AVAILABLE DATA: Begin

PR #3412, opened 2026-08-19
feat: incremental scan caching to skip unchanged resources (--incremental)

### LINKED ISSUE #3383: feat: Incremental scan caching to skip unchanged resources (--incremental)
**Problem**
 
Every `kubescape scan` run re-evaluates every collected resource against every applicable control from scratch, even if nothing in the cluster changed since the last scan. On large clusters with thousands of resources, this makes repeated scans (e.g. scheduled monitoring scans) slower and more resource-intensive than necessary.
 
**Proposed solution**
 
Add an opt-in `--incremental` flag that caches the last known verdict per resource, keyed by a hash of the resource spec plus relevant metadata (labels, annotations that affect control evaluation, owning controls-config version). On the next scan, resources whose hash is unchanged reuse the cached verdict instead of being re-evaluated through OPA.
 
**Implementation notes**
 
- Cache key: hash of resource kind/name/namespace + spec + relevant metadata + controls-config version (so a controls update invalidates the cache automatically).
- Cache storage: local file under the existing kubescape cache directory (same location used for downloaded artifacts), so no new infra is required.
- Opt-in only, to avoid silently masking regressions for users who don't expect caching behavior.
- Cache invalidation: automatic on controls-config version change, and provide a `kubescape config delete cache` (or similar) path to clear manually.
- Must not change scan output format; results for cached resources should be indistinguishable from freshly evaluated ones except for a debug-log note.
**Acceptance criteria**
 
- `kubescape scan --incremental` produces identical results to a full scan, but with reduced wall-clock time on repeated runs against a mostly-unchanged cluster.
- Cache automatically invalidates when the controls-config version changes.
- Feature is fully opt-in; default `kubescape scan` behavior is unchanged.
- Benchmark showing scan time reduction on a cluster with >1000 resources included in the PR.
---

mohityadav8:
Adds an opt-in --incremental flag that caches the last known verdict per resource, keyed by a hash of the resource spec/metadata plus the controls-config version. Cache automatically invalidates on a controls-config version change. Caching is restricted to controls/rules that cannot be affected by another resource changing (no whole-cluster input, no DynamicMatch, no CEL) to guarantee identical results to a full scan. Adds 'kubescape config delete cache' to clear the cache manually.

Closes #3383

## Summary by CodeRabbit

* **New Features**
  * Added optional incremental scanning to reuse results for unchanged resources.
  * Added the `--incremental` scan option.
  * Added a command to clear the incremental scan cache.
  * Cache entries now account for resource content and scan configuration changes.
* **Bug Fixes**
  * Improved handling of missing, invalid, or outdated cache data so scans continue normally.
* **Chores**
  * Excluded dump files from version control.


mohityadav8:
working on coderabbit review

core/pkg/opaprocessor/processorhandler.go
```diff
@@ -764,6 +776,36 @@ func splitWholeClusterControls(policies *cautils.Policies, controlIDs []string)
...
+	}
+	if rule.RuleLanguage == reporthandling.CELLanguage {
+		return false
+	}
+	return true
+}
+
+// controlCacheEligible reports whether every rule in control is safe to cache.
+func controlCacheEligible(control *reporthandling.Control) bool {
+	if controlRequiresWholeClusterInput(control) {
```
matthyx, line 822: **Blocker: aggregator rules aren't excluded from the cache-eligibility check, so caching corrupts their cross-resource input.**

`ruleCacheEligible`/`controlCacheEligible` guard against `DynamicMatch`, CEL, and whole-cluster controls, but not rules that set `Attributes["resourcesAggregator"]` (e.g. `"subject-role-rolebinding"`, `"apiserver-pod"`). `reporthandling.RegoResourcesAggregator` (called at `processRuleOnScope` line ~944) needs to see *all* the raw resources in the group at once to build its synthetic combined object — for `AggregateResourcesBySubjects` that means every candidate RoleBinding **and** every candidate Role together, so it can pair them via `bindingReferencesRole`.

But `processRuleOnScope` filters `resourceToScan` down to cache-*misses* before calling `RegoResourcesAggregator` (lines 921-943). So if a RoleBinding is unchanged (cache hit, filtered out) but its Role changed (cache miss, kept), the aggregator only sees the Role and can no longer pair it with the RoleBinding — the subject/permission combination is silently dropped from evaluation instead of re-evaluated. This is exactly the failure mode the PR description says is excluded ("no whole-cluster input, no DynamicMatch, no CEL... to guarantee identical results to a full scan") — aggregator rules are a fourth cross-resource case that isn't covered, and RBAC subject/role-binding controls are widely used in kubescape's default frameworks.

Suggest excluding any rule where `rule.Attributes["resourcesAggregator"]` is set from `ruleCacheEligible` (and therefore `controlCacheEligible`), the same way `DynamicMatch` is excluded today.

core/core/scan.go
```diff
@@ -371,6 +372,20 @@ func (ks *Kubescape) Scan(scanInfo *cautils.ScanInfo, policyIdentifiers []cautil
 		}
 		reportResults := opaprocessor.NewOPAProcessor(scanData, deps, interfaces.tenantConfig.GetContextName(), scanInfo.ExcludedNamespaces, scanInfo.IncludeNamespaces, scanInfo.EnableRegoPrint, exceptionRecorder)
 		reportResults.ControlTimeout = scanInfo.ControlTimeout
```
matthyx, line 376: **Blocker: `scanInfo.ControlsVersion` is not the resolved controls-config version, so cache auto-invalidation is a no-op for almost every user.**

Per its own doc comment in `core/cautils/scaninfo.go`, `ControlsVersion` is "Pin the regolibrary release used to download policies... **Empty uses the latest release**." It's set from the optional `--controls-version` flag and is only ever used as an input to `getter.NewDownloadReleasedPolicyWithVersion(scanInfo.ControlsVersion)` — nothing writes back the version that was actually resolved/downloaded when it's empty.

Since most users never pass `--controls-version` (the flag exists specifically so they always get the latest release), `scanInfo.ControlsVersion` will be `""` on essentially every scan. `scancache.Load(cacheDir, "")` then always compares the on-disk `Version` field against `""`, so a regolibrary/controls-config update between two `--incremental` scans will **not** invalidate the cache — every resource keeps returning verdicts computed under the old rule definitions indefinitely, until someone runs `kubescape config delete cache` manually. That directly contradicts the PR description's safety claim ("Cache automatically invalidates on a controls-config version change... to guarantee identical results to a full scan").

The cache needs to be keyed on the actually-resolved policy/controls version (or a hash of the downloaded controls-config), not the optional pin flag.

cmd/config/delete_cache.go
```diff
@@ -0,0 +1,24 @@
...
+	"github.com/spf13/cobra"
+)
+
+func getDeleteCacheCmd() *cobra.Command {
+	return &cobra.Command{
+		Use:   "cache",
+		Short: "Delete the incremental scan cache",
+		Long:  "Deletes the cache file used by 'kubescape scan --incremental'. The next --incremental scan will re-evaluate every resource.",
+		RunE: func(cmd *cobra.Command, args []string) error {
+			if err := scancache.Delete(getter.DefaultLocalStore); err != nil {
```
matthyx: `scancache.Delete` calls `os.Remove` directly, which returns an error if the cache file doesn't exist yet. That's the common case (nobody has run `--incremental` yet, or the cache was already cleared), so `kubescape config delete cache` will fail with a raw "no such file or directory" error instead of succeeding as a no-op. Worth treating `os.IsNotExist(err)` as success in `scancache.Delete`.

matthyx (changes requested):
Reviewed the incremental-scan-cache design and the diff. The eligibility gating (`ruleCacheEligible`/`controlCacheEligible`) and per-resource hashing approach are sound in general, but I found two blockers that break the core correctness guarantee this PR promises ("guarantee identical results to a full scan"), plus one minor UX bug:

1. **Aggregator rules aren't excluded from caching** (`core/pkg/opaprocessor/processorhandler.go`) — rules using `resourcesAggregator` (e.g. `subject-role-rolebinding` for RBAC controls) need to see the full set of related resources together; filtering cache-hit resources out of `resourceToScan` before aggregation can silently drop findings that should be re-evaluated.
2. **Cache-invalidation key is a no-op for most users** (`core/core/scan.go`) — `scanInfo.ControlsVersion` is the optional `--controls-version` pin (empty for the default "use latest" case), not the resolved controls-config version, so the cache won't auto-invalidate on a real policy update for anyone not pinning a version.
3. **Minor**: `kubescape config delete cache` errors out instead of no-op'ing when no cache file exists yet (`cmd/config/delete_cache.go`).

Also noticed `cacheHitIDs` in `processRuleOnScope` is computed but never read afterward — likely leftover from an earlier version of the logic, worth removing or wiring up.

Given (1) and (2) affect scan correctness for the default/common path, I'd like these addressed before merge — happy to re-review once updated.

mohityadav8:
@matthyx look into this one check is running from 41 min i think it got stuck in some loop while doing lint check can you please restart the workflow

mohityadav8:
@matthyx can you check this everything is clean

core/pkg/opaprocessor/processorhandler.go
```diff
@@ -764,6 +776,44 @@ func splitWholeClusterControls(policies *cautils.Policies, controlIDs []string)
...
+// Service's verdict influencing a Deployment's). Restricting to single-kind
+// Match rules keeps caching to rules that are provably resource-local.
+func ruleCacheEligible(control *reporthandling.Control, rule *reporthandling.PolicyRule) bool {
+	if controlRequiresWholeClusterInput(control) {
+		return false
+	}
+	if rule.DynamicMatch != nil {
+		return false
+	}
+	if len(rule.Match) > 1 {
```
matthyx: **Still blocking — this checks the wrong dimension, so the aggregator/cross-resource case from my earlier comment is unfixed.**

`len(rule.Match)` counts the number of `RuleMatchObjects` entries in `rule.Match`, not the number of resource kinds a rule matches. A single `RuleMatchObjects` entry can list several kinds in its own `Resources []string` field, and real rules do exactly that.

Concrete example from this repo, `rules/bind-roles-clusterroles-v1/rule.metadata.json` — this is the rule behind `resourcesAggregator: "subject-role-rolebinding"`:
```json
"match": [{"apiGroups": ["rbac.authorization.k8s.io"], "apiVersions": ["v1"],
           "resources": ["RoleBinding", "ClusterRoleBinding", "Role", "ClusterRole"]}],
"attributes": {"resourcesAggregator": "subject-role-rolebinding", ...},
"dynamicMatch": null,
"ruleLanguage": "Rego"
```
`len(rule.Match) == 1` (one match object), so this rule sails through `ruleCacheEligible` unchanged: `DynamicMatch` is nil, `RuleLanguage` isn't CEL, and the new `len(rule.Match) > 1` check doesn't fire even though the rule matches 4 different kinds and combines them cross-resource via `RegoResourcesAggregator`/`AggregateResourcesBySubjects` (pairs a RoleBinding with its Role). The exact scenario from my previous comment — an unchanged RoleBinding (cache hit, filtered out of `resourceToScan`) paired with a changed Role (cache miss) — still silently drops that subject/permission finding on an `--incremental` scan.

The check needs to look at the union of `Resources` kinds across all of `rule.Match` (or explicitly exclude `rule.Attributes["resourcesAggregator"]`), not `len(rule.Match)`.

matthyx (changes requested):
Re-reviewed against the latest commits (through 040ec83).

Good progress: the cache-invalidation-version blocker is properly fixed — `loadIncrementalCacheIfEnabled` now derives the version from `scanData.Policies` + `AllPolicies` + `RegoInputData` (+ local controls-config bytes), not the empty `--controls-version` pin, and the cache is now wired into the streaming path too.

Still blocking: the aggregator/cross-resource-match fix (`len(rule.Match) > 1`) doesn't actually cover the case it's meant to — see the new inline comment with a concrete example from `rules/bind-roles-clusterroles-v1`. I unresolved the earlier thread on this since the underlying issue is still present, just moved.

Minor, still open from before: `scancache.Delete`/`kubescape config delete cache` still errors instead of no-op'ing when no cache file exists yet — the `os.Remove` call wasn't changed.

matthyx (approved):
Re-reviewed against 1292d16. The `ruleCacheEligible` fix now correctly computes the union of resource kinds across all `rule.Match` entries (not `len(rule.Match)`) and additionally excludes any rule carrying the `resourcesAggregator` attribute outright — this covers the `bind-roles-clusterroles-v1`/RBAC aggregation case I raised, confirmed by walking the logic against that rule's actual metadata (4 kinds in one match block → excluded).

All prior blockers are resolved:
- Cache version is derived from resolved `Policies`/`AllPolicies`/`RegoInputData` (+ local controls-config bytes), not the empty `--controls-version` pin.
- Cross-resource/aggregator rules are correctly excluded from caching.
- `scancache.Delete` now no-ops on a missing cache file instead of erroring.
- Cache is wired into both the streaming and non-streaming scan paths.
- Cache writes are gated on `len(ruleErrs) == 0`.

CI is green. Approving.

AVAILABLE DATA: End

> _HOW TO COMPLETE THIS TASK_
Wherever the word "earlier" occurs in the data, copy that whole line.

> _EXPECTED ANSWER_
Also noticed `cacheHitIDs` in `processRuleOnScope` is computed but never read afterward — likely leftover from an earlier version of the logic, worth removing or wiring up.
matthyx: **Still blocking — this checks the wrong dimension, so the aggregator/cross-resource case from my earlier comment is unfixed.**
Still blocking: the aggregator/cross-resource-match fix (`len(rule.Match) > 1`) doesn't actually cover the case it's meant to — see the new inline comment with a concrete example from `rules/bind-roles-clusterroles-v1`. I unresolved the earlier thread on this since the underlying issue is still present, just moved.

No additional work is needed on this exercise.